US 12,192,600 B2
Multimedia scene break detection
Amir Mazaheri, Mountain View, CA (US); John Trenkle, Albany, CA (US); Jaya Kawale, San Jose, CA (US); Kevin Edward Corcoran, Media, PA (US); Dennis Paul Yost, Salado, TX (US); Anthony Albert Truyoo-Broque, Manhattan Beach, CA (US); and Matthew Adam Elliott, Portland, OR (US)
Assigned to Tubi, Inc., San Francisco, CA (US)
Filed by Tubi, Inc., San Francisco, CA (US)
Filed on Apr. 17, 2023, as Appl. No. 18/301,971.

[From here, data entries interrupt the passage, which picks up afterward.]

Issue #318, opened 2026-06-28
iOS XCUITest: remaining journeys + briefing fixture set (follow-up to #314)


roznet:
## Goal

Finish the XCUITest journey set started in #314 (Part 2). The launch seam and the first two journeys are merged via the PR for #314; this issue covers the remaining three journeys, which all depend on a **briefing fixture set** that doesn't exist yet.

**Prerequisite already in place (from #314):**
- Launch seam in `AppState` — `FLYFUN_UITEST=1` (skip auth gate, fake JWT on the observable mirror only) and `FLYFUN_MOCK=1` (serve `FixtureBriefingRepository` instead of the network). Both `#if DEBUG`.
- `FixtureBriefingRepository` (DEBUG, app target) — serves `flights()` + a stateful `createFlight`; collection endpoints return empty; **every briefing endpoint currently throws `FixtureError.notProvided`**.
- `accessibilityIdentifier`s so far: `flightList`, `flightCard-<id>`, `addFlightButton`, `waypointsField`, `submitFlightButton`.
- UI tests live in `app/flyfun-weather/flyfun-weatherUITests/flyfun_weatherUITests.swift`; `revealFlightList(_:)` handles the iPad-portrait split-view collapse (taps "Show Sidebar").

## The core task: build the briefing fixture set

The three remaining journeys all open a flight's briefing, so `FixtureBriefingRepository` must serve a coherent pack for at least one fixture flight (`fixture-1`). Wire up these endpoints (replace the `notProvided` throws) with canned, internally-consistent data:

- [ ] `latestPack` / `packs` → one `PackMetaResponse` (a green or amber assessment, recent `fetchTimestamp`, `daysOut`)
- [ ] `advisories` → `AdvisoriesResponse` with a few advisories incl. **one RED** (e.g. convective) carrying a `per_model` split + `cross_check` note, so the drill-down has something to show
- [ ] `advisoryDetail` → `AdvisoryDetailResponse` for that advisory (the "why it's RED" data)
- [ ] `digest` → `DigestResponse`
- [ ] `snapshot` → `SnapshotResponse` (route + waypoints; reuse the shape from the RouteMapViewModel unit-test fixture)
- [ ] `routeAnalyses` → `RouteAnalysesResponse` (enough points for the cross-section to render)
- [ ] `elevation` → `ElevationResponse`

[...]

Issue #315, opened 2026-06-28
iOS testing: wire unit + XCUITest into a release gate (Test Plan + CI + archive gate)


roznet:
## Goal

Wire the iOS test suites into a single, runnable release gate so every release automatically runs unit + UI tests across iPhone and iPad and blocks on failure. This is the "make it automatic" layer on top of the tests themselves.

**Blocked by #314** — the unit + XCUITest suites (and the `MockBriefingRepository` + launch-arg/mock seam) must exist and be green first. Start this once #314's tests run locally.

## Scope

- [ ] **Single Test Plan** (`AllTests.xctestplan`) containing:
  - the unit suite — runs on every configured device, fast;
  - the UI suite — iPhone + iPad configs (incl. iPad landscape).
- [ ] Reference the Test Plan from the **shared scheme** so it's the default ⌘U action (and lives in `xcshareddata` so it's checked in, not per-user).
- [ ] **Headless CI command** verified to run clean:
  ```bash
  xcodebuild test -scheme flyfun-weather -testPlan AllTests \
    -destination 'platform=iOS Simulator,name=iPhone 16' \
    -destination 'platform=iOS Simulator,name=iPad Pro 11-inch (M4)'
  ```
  (UI configs run with `FLYFUN_UITEST=1` / `FLYFUN_MOCK=1` so no backend/OAuth is needed — deterministic + offline.)
- [ ] **Gate the archive/release flow** (the `/archive` skill / release checklist) on this command passing — release stops on red.
- [ ] Decide + document the **destination matrix** (which simulators/OS versions are the canonical gate vs. occasional broader runs) and pin OS where reproducibility matters.
- [ ] Confirm the run is **invocable from the Claude Code Xcode MCP** (`RunAllTests` / `RunSomeTests`) so the suite can be triggered from a session, not only the command line.

## Nice-to-have (fold in if cheap)

- [ ] Surface the per-device launch screenshots + accessibility-audit results as build artifacts for a quick human eyeball each release.
- [ ] Note in the release checklist that native tooling has **no image-diff** — visual regression is assertion-based + human-reviewed screenshots by design.

## Definition of done

One command (and one MCP call) runs the full unit + UI matrix on iPhone and iPad, is the scheme's default test action, and the release/archive path refuses to proceed if it fails.

roznet:
Closing — the practical release-gate goal is covered by what we have:

[...]

Issue #314, opened 2026-06-28
iOS test suite buildout: unit (Swift Testing) + XCUITest (iPhone & iPad)


roznet:
## Goal

Build an automated regression net for the iOS/iPadOS app so we can release with confidence that nothing silently broke. This issue covers **implementation of the tests themselves** — both the unit suite and the XCUITest suite. CI wiring / release-gating is split into a follow-up (see the linked issue) so this one can land and prove out the test code first.

Native Apple tooling only (Swift Testing + XCTest + XCUITest). No third-party deps.

## Where we are today

- **Unit tests (`flyfun-weatherTests`)** — real, well-written, but cover only **JSON decode/plumbing**: `Phase0DataPlumbingTests` (extended sounding fields, optional-field tolerance, cross-check/parameters) and `Phase4SkewTWiringTests` (thermo indices + altitude→pressure interpolation). They validate the wire format only. None of the app's actual behaviour — view models, caching, the color/geometry math that draws every chart — is tested.
- **UITests (`flyfun-weatherUITests`)** — pure Xcode boilerplate (`testExample` asserts nothing). Two real blockers:
  - **Zero `accessibilityIdentifier` in the entire view layer** → any XCUITest keys off visible/localized text and is brittle.
  - **Whole app is behind a hard auth gate** (`isAuthenticated ? FlightListView : LoginView`, no guest mode). DEBUG "Dev Login" hits `/auth/dev-token`, but there's **no launch-argument seam** to inject a token or mock data, so a UI test can't get past login without a live backend + OAuth.

## Key asset we already have

Every ViewModel takes `repository: any BriefingRepository` — a `Sendable` **protocol**, not a concrete client. That's the seam: a `MockBriefingRepository` returning canned fixtures lets us unit-test all six ViewModels with **no network and no refactor**. (`APIClient` itself has no protocol and wraps `URLSession` directly — leave it at the integration edge, don't unit-test it.)

---

# Part 1 — Unit tests (Swift Testing, fast, no simulator UI)

Use `@Test`/`#expect` to match the existing style. Test boundary values, not just happy paths.

### Tier A — pure functions (highest value-per-minute; these draw every chart, regressions here = wrong colors/positions with no crash)
[...]

PR #319, opened 2026-06-28
iOS test suite: unit (Tier A/B/C) + XCUITest seam & first journeys (#314)

roznet:
## Summary

Builds out the iOS app's automated test suite (#314): a full unit-test layer plus the XCUITest launch seam and the first two UI journeys. ~51 unit tests + 2 UI journeys, all green on iPhone 17 and iPad Pro 11.

**Part 1 (unit) — complete. Part 2 (XCUITest) — seam + journeys 1–2.** The remaining three journeys (briefing drill-down, cross-section, offline), which all need a coherent briefing fixture set, are split into **#318** so this PR stays reviewable.

## Part 1 — unit tests (`flyfun-weatherTests`)

- **Tier A — pure logic:** `CoordTransform` (axis mapping, inverted-Y, round-trip), `Assessment`/`severityRank`, `Extensions`, `MapColors` (ceiling/SFIP/risk threshold buckets + continuous-scale clamps), `MapMetrics` (`linearWidth`, segment aggregation, and the private altitude helpers via the public registry + a `VizPoint` stub).
- **Tier B — ViewModels** via a new `MockBriefingRepository`: `AddFlightViewModel` (waypoint parse, `canSubmit`, change detection, ICAO regex), `FlightListViewModel` (state machine), `RouteMapViewModel` (fit-region math), `BriefingViewModel` (pack labels).
- **Tier C — cache/offline:** `CachedPackEntry` rule, `BriefingCacheStore` (index/persistence/data round-trips), `PirepOfflineStore` (enqueue/sync/persist).

**Colour thresholds are tested by bucket identity** (same-bucket equal, cross-boundary unequal) so they survive palette tweaks and only fail if a threshold moves.

## Part 2 — XCUITest

- **Launch seam** (`AppState`, `#if DEBUG`): `FLYFUN_UITEST=1` skips the auth gate (fake JWT on the observable mirror only — never written to the keychain); `FLYFUN_MOCK=1` serves `FixtureBriefingRepository` instead of the network — deterministic, offline, no backend/OAuth.
- **`FixtureBriefingRepository`** (DEBUG, app target): serves `flights()` + a stateful `createFlight`; briefing endpoints throw `notProvided` until #318 wires them up.
- **`accessibilityIdentifier`s:** `flightList`, `flightCard-<id>`, `addFlightButton`, `waypointsField`, `submitFlightButton`.
- **Journey 1** — flight list renders seeded fixtures.
- **Journey 2** — add-flight: submit gated until ≥2 waypoints, create, new flight appears.
- Both journeys pass on **iPhone + iPad**; `revealFlightList` handles the iPad-portrait split-view collapse (taps "Show Sidebar").

## Minimal production changes (all test-motivated)
- `BriefingCacheStore` / `PirepOfflineStore`: added designated `init(cacheDir:)` / `init(fileURL:)` overloads (production `init()` delegates) so the on-disk actors test against a temp dir.
- `AppState`: the `#if DEBUG` UITest seam.
- `FixtureBriefingRepository`: new DEBUG-only file.
- `accessibilityIdentifier`s on a few controls. No behaviour change.

## How files are added
The project uses Xcode 16 synchronized folder groups, so new test/source files compile automatically — no `project.pbxproj` edits.

## Verification
- Unit suite: `** TEST SUCCEEDED **` on iPhone 17.
- UI journeys: green on iPhone 17 **and** iPad Pro 11.
- Rebased onto latest `origin/main` (app-icon + #311 help-content commits); re-ran unit + UI post-rebase — still green.

## Deferred (tracked in #318)
- Briefing/cross-section/offline journeys + the briefing fixture set.
- `CrossSectionViewModel.extractVizData` unit test.
- `CachingBriefingRepository` fallback test (needs a protocol-injection refactor of the concrete `OnlineBriefingRepository`).

Part of #314. Remaining journeys: #318. CI/release-gate wiring: #315.

### DIFF
--- a/app/flyfun-weather/flyfun-weather/App/AppState.swift
+++ b/app/flyfun-weather/flyfun-weather/App/AppState.swift
@@ -122,7 +122,9 @@ final class AppState {
         if Self.isUITestMockMode {
             repository = FixtureBriefingRepository()
         } else {
-            applyToken("uitest-token")
+            // Live-dev mode: don't write to the keychain — reuse whatever real
+            // token the developer already has, so we never leave a fake token
+            // behind that would 401 the real app on next launch.
             setupClient()
         }
     }
--- a/app/flyfun-weather/flyfun-weather/App/AppState.swift
+++ b/app/flyfun-weather/flyfun-weather/App/AppState.swift
@@ -76,6 +76,16 @@ final class AppState {
 
     var isAuthenticated: Bool { jwt != nil }
 
+    #if DEBUG
+    /// Launched by a UI test (`FLYFUN_UITEST=1`) — skip the auth gate so the app
+    /// renders past `LoginView` without a real sign-in.
+    static var isUITesting: Bool { ProcessInfo.processInfo.environment["FLYFUN_UITEST"] == "1" }
+    /// Serve bundled fixtures instead of the network (`FLYFUN_MOCK=1`) so UI tests
+    /// are deterministic and offline. Stub at the app boundary — XCUITest can't
+    /// intercept network the way Playwright can.
+    static var isUITestMockMode: Bool { ProcessInfo.processInfo.environment["FLYFUN_MOCK"] == "1" }
+    #endif
+
     // MARK: - Lifecycle
 
     init() {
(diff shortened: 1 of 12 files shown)


roznet:
Addressed the review (commit efac81d0). All five findings fixed:

**Important**
- `revealFlightList` now keys the early-exit off the `flightList` accessibility identifier instead of the fixture route text — renaming a fixture no longer breaks iPad split-view handling, and the iPhone fast-path is preserved (verified: list journey still ~9.7s, not the +5s a broken early-exit would add).
- The non-mock UITest path no longer calls `applyToken` — it never writes the fake token to the keychain, so the docstring is accurate and the real app won't 401 on next launch.
- `FixtureBriefingRepository.decodeFlights` uses `try!` so a model change that breaks the fixture fails loudly instead of silently emptying the flight list.

**Minor**
- `makePirepRequest` sets `remarks` on the decoded value instead of interpolating caller content into raw JSON.
- `PirepOfflineStoreTests` — each test owns a temp dir with `defer` cleanup; no more orphaned `wbtests-<UUID>` dirs.

Verified: unit + UI suites green on iPhone 17 and iPad Pro 11. Branch was also rebased onto current `main` (TipKit #312) before these fixes — clean, no conflicts. Nothing deferred.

Prior Publication US 2024/0357217 A1, Oct. 24, 2024
Int. Cl. H04N 21/234 (2011.01); G11B 27/19 (2006.01); H04N 21/233 (2011.01); H04N 21/236 (2011.01); H04N 21/262 (2011.01); H04N 21/433 (2011.01); H04N 21/4545 (2011.01); H04N 21/482 (2011.01); H04N 21/81 (2011.01); H04N 21/845 (2011.01); H04N 21/8549 (2011.01)

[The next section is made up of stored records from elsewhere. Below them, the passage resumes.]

PR #1610, opened 2020-06-26
Add more precise matching to the metric end-to-end tests.

benluddy:
The metric tests scrape metrics in the Prometheus text format and have
been mainly asserting based on the presence or absence of substrings
within the entire response body.

Metrics are now parsed into a slice of structs, and there is a new
Gomega matcher that can reference metric family, labels, and
value (for untyped metrics, gauges, and counters).

### DIFF
--- a/test/e2e/metrics_e2e_test.go
+++ b/test/e2e/metrics_e2e_test.go
@@ -3,13 +3,15 @@
 package e2e
 
 import (
+	"bytes"
 	"context"
-	"fmt"
 	"regexp"
-	"time"
+	"strings"
 
 	. "github.com/onsi/ginkgo"
 	. "github.com/onsi/gomega"
+	io_prometheus_client "github.com/prometheus/client_model/go"
+	"github.com/prometheus/common/expfmt"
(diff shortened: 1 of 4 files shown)


Bowenislandsong:
nice!
lgtm (wait for a second review)

test/e2e/metrics_e2e_test.go
```diff
@@ -3,21 +3,22 @@
...
+	"bytes"
 	"context"
-	"fmt"
 	"regexp"
-	"time"
+	"strings"
 
 	. "github.com/onsi/ginkgo"
 	. "github.com/onsi/gomega"
+	io_prometheus_client "github.com/prometheus/client_model/go"
```
njhale, line 13: nit: Is there a reason for the snake-case? AFAIK it's not conventional for import aliases.

benluddy: This package is actually generated by protobuf, so `io_prometheus_client` is its real name. I can sneak in a human-friendly import alias in a separate PR.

CPC H04N 21/8549 (2013.01) [G11B 27/19 (2013.01); H04N 21/233 (2013.01); H04N 21/23418 (2013.01); H04N 21/812 (2013.01); H04N 21/8456 (2013.01)] 20 Claims
OG exemplary drawing
 
1. A system for computer vision analysis of a media item, comprising:
a computer processor;
a scene break detection service executing on the computer processor and comprising functionality to:
receive a request for scene break detection on the media item;
perform audio break detection on an audio component of the media item to obtain a set of audio break timestamps corresponding to aurally similar segments of the audio component;
identify a set of video break timestamps, each corresponding to at least one frame of a video component of the media item;
identify a set of candidate scene break timestamps corresponding to instances of the set of the audio break timestamps and the set of video break timestamps within a predefined proximity;
execute a computer vision scoring model for each candidate scene break timestamp of the set of candidate scene break timestamps by:
identifying a first subset of the set of contiguous shots preceding the candidate scene break timestamp and a second subset of the set of contiguous shots succeeding the candidate scene break timestamp;
calculating a score for the candidate scene break timestamp representing a visual distance between the first subset of contiguous shots and the second subset of contiguous shots; and
select, based at least on the score of each of the set of candidate scene break timestamps, a final set of scene break timestamps for performing a media action.